• EXERCISE DESCRIPTION: Searching the material below, find each line that includes the word "global", and copy it.

****************************************

PR #1813, opened 2021-02-13
Use a global Stack cache

ttuegel:
This pull request would use a global Stack cache for macOS builds. I'm not quite sure how to test it before merging; I think it would have to be merged to rebuild the Anka template. And, this is all a moot point if Homebrew clears the environment.

### DIFF
--- a/Jenkinsfile
+++ b/Jenkinsfile
@@ -339,9 +339,7 @@ pipeline {
               stages {
                 stage('Build Homebrew Bottle') {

****************************************

• RESPONSE AREA:
Use a global Stack cache
This pull request would use a global Stack cache for macOS builds. I'm not quite sure how to test it before merging; I think it would have to be merged to rebuild the Anka template. And, this is all a moot point if Homebrew clears the environment.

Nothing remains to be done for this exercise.